Supplied information: Begin
PR #97, opened 2021-04-27
3965 New Font

cunhapaola:
- changed font family to Poppins -> [ADO card](https://dev.azure.com/S72/SHIFT72/_workitems/edit/3965)

- changed the font-weight based on the [proposed style ](https://zpl.io/bW8k39M)


curtisadams28 (approved):
Looks good! I noticed that some font weights are defined by this variable `$font-weight-bold`. I've kept them in for now as I think we should swap all font weights and sizes to variables in the future.

PR #98, opened 2021-04-29
AB#3878 Giropay

additiverich:
Some changes to support multiple payment options in the shopping session modal [as per designs](https://zpl.io/b6Kmo7m)

Screen Shot 2021-04-30 at 6 53 40 AM

To see these in action, point the site at https://staging-giropay.shift72.com/ (which has CC and giropay as legit payment methods).


curtisadams28 (approved):
Tested on IE, Firefox and Chrome. Looks good to me. I will add those new translation keys to the translations spreadsheet.

PeculiarGoat (commented):
Looks good.  You could add the lang variables to the other lang files :P

Issue #318, opened 2021-11-11
[Add] Add information about parallel computation


ravinkohli:
We should also add information about parallel computation in the manual as auto-sklearn has done [here](https://automl.github.io/auto-sklearn/master/manual.html#parallel-computation)

PR #322, opened 2021-11-11
[Add] documentation and example for parallel computation

ravinkohli:
Addresses #318


examples/40_advanced/example_parallel_n_jobs.py
```diff
@@ -0,0 +1,68 @@
+"""
+======================
+Tabular Classification
+======================
+
+The following example shows how to fit a sample classification model
```
ravinkohli, line 6:
```suggestion
The following example shows how to fit a sample classification model parallely on 2 cores
```

Issue #330, opened 2021-11-16
[feat] Add functionality to show incumbent performance over time


nabenabe0928:
Since the current auto pytorch does not support the functionality to visualize the performance over time, this issue is a request to add such functionality.

This issue is inspired by the auto sklearn ([doc](https://automl.github.io/auto-sklearn/master/examples/40_advanced/example_pandas_train_test.html#sphx-glr-examples-40-advanced-example-pandas-train-test-py), [code](https://github.com/automl/Auto-PyTorch/blob/development/examples/40_advanced/example_visualization.py)).

The basic strategy is to encapsulate an object that has functionalities to plot in the `BaseTask`.

PR #331, opened 2021-11-16
[feat] Add an object that realizes the perf over time viz

nabenabe0928:
This PR addresses the [issue#330](https://github.com/automl/Auto-PyTorch/issues/330).

Milestones
1. Add tests/debug
2. Encapsulate in BaseTask


nabenabe0928:
A toy running example:

```
import warnings

import numpy as np
import pandas as pd

from sklearn import model_selection

from autoPyTorch.api.tabular_classification import TabularClassificationTask


warnings.simplefilter(action='ignore', category=UserWarning)
warnings.simplefilter(action='ignore', category=FutureWarning)


n_samples, dim = 50, 2
X = np.random.random((n_samples, dim)) * 2 - 1
y = ((X ** 2).sum(axis=-1) < 2 / np.pi).astype(np.int32)
print(y)

X, y = pd.DataFrame(X), pd.DataFrame(y)
X_train, X_test, y_train, y_test = model_selection.train_test_split(X, y)

api = TabularClassificationTask(seed=42)

api.search(X_train=X_train, y_train=y_train, X_test=X_test, y_test=y_test, optimize_metric='accuracy',
           total_walltime_limit=300, func_eval_time_limit_secs=20)

metric_name = 'accuracy'

api.plot_perf_over_time(
    metric_name=metric_name,
    show=True,
    marker='*',
    markersize=10
)
```

nabenabe0928:
@ravinkohli 
I would like you to check if it works on a cluster.
Because matplotlib usually causes some problems on the usage of clusters.

In such case, we need to make sure that it works universally using `Agg` or `TkAgg` in the matplotlib setting.

eddiebergman (approved):
I'm now getting updates for AutoPytorch and I'll review them just to get a better idea of what's going on inside them.

... but yes this commit changing status type to fixed constants seems good

autoPyTorch/api/base_task.py
```diff
@@ -190,6 +194,8 @@ def __init__(
         self.pipeline_options = replace_string_bool_to_bool(json.load(open(
             os.path.join(os.path.dirname(__file__), '../configs/default_pipeline_options.json'))))
 
+        self._visualizer = ResultsVisualizer()
```
ravinkohli, line 197: Why do we need it to be an attribute of self? Do you expect to reuse an already created instance of this class?  Unlike `results_manager`, this class does not hold any data. Also, I don't expect a user to call `plot_perf_over_time` more than once with the same parameters. So I suggest you recreate an instance whenever the `plot_perf_over_time` function is called.

autoPyTorch/api/base_task.py
```diff
@@ -1479,3 +1485,65 @@ def sprint_statistics(self) -> str:
...
+        metric_name: str,
+        ax: Optional[plt.Axes] = None,
+        plot_setting_params: PlotSettingParams = PlotSettingParams(),
+        color_label_settings: ColorLabelSettings = ColorLabelSettings(),
+        *args: Any,
+        **kwargs: Any
+    ) -> None:
+        """
+        Visualize the performance over time using matplotlib.
+        The plot relate arguments are based on matplotlib.
```
ravinkohli, line 1500:
```suggestion
        The plot related arguments are based on matplotlib.
```

autoPyTorch/api/base_task.py
```diff
@@ -1479,3 +1485,65 @@ def sprint_statistics(self) -> str:
...
+        for key, color_label in vars(color_label_settings).items():
+            if color_label is None:
+                continue
+
+            prefix = '::'.join(key.split('_'))
+            try:
+                new_key = [key for key in results.data.keys() if key.startswith(prefix)][0]
+                colors[new_key], labels[new_key] = color_label
+            except IndexError:  # ensemble does not always have results
+                pass
```
ravinkohli, line 1543: Do you think these lines can also be handled inside the visualiser? It would be consistent with the use of `plot_setting_params`.

autoPyTorch/api/results_visualizer.py
```diff
@@ -0,0 +1,273 @@
...
+    worst_val: float
+) -> Tuple[np.ndarray, np.ndarray]:
+    """
+    Get the performance and time step to plot.
+
+    Args:
+        results (np.ndarray):
+            The cumulated performance per evaluation.
+        cum_times (np.ndarray):
+            The cumulated runtime at each end of evaluations.
```
ravinkohli, line 104: Do you mean this? 
```suggestion
            The cumulated runtime at the end of each evaluation.
```

autoPyTorch/api/results_visualizer.py
```diff
@@ -0,0 +1,273 @@
...
+        results: np.ndarray,
+        worst_val: float,
+        plot_setting_params: PlotSettingParams,
+        label: Optional[str] = None,
+        color: Optional[str] = None,
+        *args: Any,
+        **kwargs: Any
+    ) -> None:
+        """
+        Plot the performance of the AutoPytorch over time.
```
ravinkohli, line 195:
```suggestion
        Plot the incumbent performance of AutoPytorch over time.
```

autoPyTorch/api/results_visualizer.py
```diff
@@ -0,0 +1,273 @@
...
+        results: MetricResults,
+        plot_setting_params: PlotSettingParams,
+        colors: Dict[str, Optional[str]],
+        labels: Dict[str, Optional[str]],
+        ax: Optional[plt.Axes] = None,
+        *args: Any,
+        **kwargs: Any
+    ) -> None:
+        """
+        Plot the performance of the AutoPytorch over time.
```
ravinkohli, line 235:
```suggestion
        Plot the incumbent performance of AutoPytorch over time.
```

autoPyTorch/api/results_visualizer.py
ravinkohli: Actually, could you also add details on the difference between this and the `plot_perf_over_time`?

ravinkohli (changes requested):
Supplied information: End
_Instructions to follow_
Your answer must be an exact transcription of every record above.

_Answer to this problem_
PR #97, opened 2021-04-27
3965 New Font

cunhapaola:
- changed font family to Poppins -> [ADO card](https://dev.azure.com/S72/SHIFT72/_workitems/edit/3965)

- changed the font-weight based on the [proposed style ](https://zpl.io/bW8k39M)


curtisadams28 (approved):
Looks good! I noticed that some font weights are defined by this variable `$font-weight-bold`. I've kept them in for now as I think we should swap all font weights and sizes to variables in the future.

PR #98, opened 2021-04-29
AB#3878 Giropay

additiverich:
Some changes to support multiple payment options in the shopping session modal [as per designs](https://zpl.io/b6Kmo7m)

Screen Shot 2021-04-30 at 6 53 40 AM

To see these in action, point the site at https://staging-giropay.shift72.com/ (which has CC and giropay as legit payment methods).


curtisadams28 (approved):
Tested on IE, Firefox and Chrome. Looks good to me. I will add those new translation keys to the translations spreadsheet.

PeculiarGoat (commented):
Looks good.  You could add the lang variables to the other lang files :P

Issue #318, opened 2021-11-11
[Add] Add information about parallel computation


ravinkohli:
We should also add information about parallel computation in the manual as auto-sklearn has done [here](https://automl.github.io/auto-sklearn/master/manual.html#parallel-computation)

PR #322, opened 2021-11-11
[Add] documentation and example for parallel computation

ravinkohli:
Addresses #318


examples/40_advanced/example_parallel_n_jobs.py
```diff
@@ -0,0 +1,68 @@
+"""
+======================
+Tabular Classification
+======================
+
+The following example shows how to fit a sample classification model
```
ravinkohli, line 6:
```suggestion
The following example shows how to fit a sample classification model parallely on 2 cores
```

Issue #330, opened 2021-11-16
[feat] Add functionality to show incumbent performance over time


nabenabe0928:
Since the current auto pytorch does not support the functionality to visualize the performance over time, this issue is a request to add such functionality.

This issue is inspired by the auto sklearn ([doc](https://automl.github.io/auto-sklearn/master/examples/40_advanced/example_pandas_train_test.html#sphx-glr-examples-40-advanced-example-pandas-train-test-py), [code](https://github.com/automl/Auto-PyTorch/blob/development/examples/40_advanced/example_visualization.py)).

The basic strategy is to encapsulate an object that has functionalities to plot in the `BaseTask`.

PR #331, opened 2021-11-16
[feat] Add an object that realizes the perf over time viz

nabenabe0928:
This PR addresses the [issue#330](https://github.com/automl/Auto-PyTorch/issues/330).

Milestones
1. Add tests/debug
2. Encapsulate in BaseTask


nabenabe0928:
A toy running example:

```
import warnings

import numpy as np
import pandas as pd

from sklearn import model_selection

from autoPyTorch.api.tabular_classification import TabularClassificationTask


warnings.simplefilter(action='ignore', category=UserWarning)
warnings.simplefilter(action='ignore', category=FutureWarning)


n_samples, dim = 50, 2
X = np.random.random((n_samples, dim)) * 2 - 1
y = ((X ** 2).sum(axis=-1) < 2 / np.pi).astype(np.int32)
print(y)

X, y = pd.DataFrame(X), pd.DataFrame(y)
X_train, X_test, y_train, y_test = model_selection.train_test_split(X, y)

api = TabularClassificationTask(seed=42)

api.search(X_train=X_train, y_train=y_train, X_test=X_test, y_test=y_test, optimize_metric='accuracy',
           total_walltime_limit=300, func_eval_time_limit_secs=20)

metric_name = 'accuracy'

api.plot_perf_over_time(
    metric_name=metric_name,
    show=True,
    marker='*',
    markersize=10
)
```

nabenabe0928:
@ravinkohli 
I would like you to check if it works on a cluster.
Because matplotlib usually causes some problems on the usage of clusters.

In such case, we need to make sure that it works universally using `Agg` or `TkAgg` in the matplotlib setting.

eddiebergman (approved):
I'm now getting updates for AutoPytorch and I'll review them just to get a better idea of what's going on inside them.

... but yes this commit changing status type to fixed constants seems good

autoPyTorch/api/base_task.py
```diff
@@ -190,6 +194,8 @@ def __init__(
         self.pipeline_options = replace_string_bool_to_bool(json.load(open(
             os.path.join(os.path.dirname(__file__), '../configs/default_pipeline_options.json'))))
 
+        self._visualizer = ResultsVisualizer()
```
ravinkohli, line 197: Why do we need it to be an attribute of self? Do you expect to reuse an already created instance of this class?  Unlike `results_manager`, this class does not hold any data. Also, I don't expect a user to call `plot_perf_over_time` more than once with the same parameters. So I suggest you recreate an instance whenever the `plot_perf_over_time` function is called.

autoPyTorch/api/base_task.py
```diff
@@ -1479,3 +1485,65 @@ def sprint_statistics(self) -> str:
...
+        metric_name: str,
+        ax: Optional[plt.Axes] = None,
+        plot_setting_params: PlotSettingParams = PlotSettingParams(),
+        color_label_settings: ColorLabelSettings = ColorLabelSettings(),
+        *args: Any,
+        **kwargs: Any
+    ) -> None:
+        """
+        Visualize the performance over time using matplotlib.
+        The plot relate arguments are based on matplotlib.
```
ravinkohli, line 1500:
```suggestion
        The plot related arguments are based on matplotlib.
```

autoPyTorch/api/base_task.py
```diff
@@ -1479,3 +1485,65 @@ def sprint_statistics(self) -> str:
...
+        for key, color_label in vars(color_label_settings).items():
+            if color_label is None:
+                continue
+
+            prefix = '::'.join(key.split('_'))
+            try:
+                new_key = [key for key in results.data.keys() if key.startswith(prefix)][0]
+                colors[new_key], labels[new_key] = color_label
+            except IndexError:  # ensemble does not always have results
+                pass
```
ravinkohli, line 1543: Do you think these lines can also be handled inside the visualiser? It would be consistent with the use of `plot_setting_params`.

autoPyTorch/api/results_visualizer.py
```diff
@@ -0,0 +1,273 @@
...
+    worst_val: float
+) -> Tuple[np.ndarray, np.ndarray]:
+    """
+    Get the performance and time step to plot.
+
+    Args:
+        results (np.ndarray):
+            The cumulated performance per evaluation.
+        cum_times (np.ndarray):
+            The cumulated runtime at each end of evaluations.
```
ravinkohli, line 104: Do you mean this? 
```suggestion
            The cumulated runtime at the end of each evaluation.
```

autoPyTorch/api/results_visualizer.py
```diff
@@ -0,0 +1,273 @@
...
+        results: np.ndarray,
+        worst_val: float,
+        plot_setting_params: PlotSettingParams,
+        label: Optional[str] = None,
+        color: Optional[str] = None,
+        *args: Any,
+        **kwargs: Any
+    ) -> None:
+        """
+        Plot the performance of the AutoPytorch over time.
```
ravinkohli, line 195:
```suggestion
        Plot the incumbent performance of AutoPytorch over time.
```

autoPyTorch/api/results_visualizer.py
```diff
@@ -0,0 +1,273 @@
...
+        results: MetricResults,
+        plot_setting_params: PlotSettingParams,
+        colors: Dict[str, Optional[str]],
+        labels: Dict[str, Optional[str]],
+        ax: Optional[plt.Axes] = None,
+        *args: Any,
+        **kwargs: Any
+    ) -> None:
+        """
+        Plot the performance of the AutoPytorch over time.
```
ravinkohli, line 235:
```suggestion
        Plot the incumbent performance of AutoPytorch over time.
```

autoPyTorch/api/results_visualizer.py
ravinkohli: Actually, could you also add details on the difference between this and the `plot_perf_over_time`?

ravinkohli (changes requested):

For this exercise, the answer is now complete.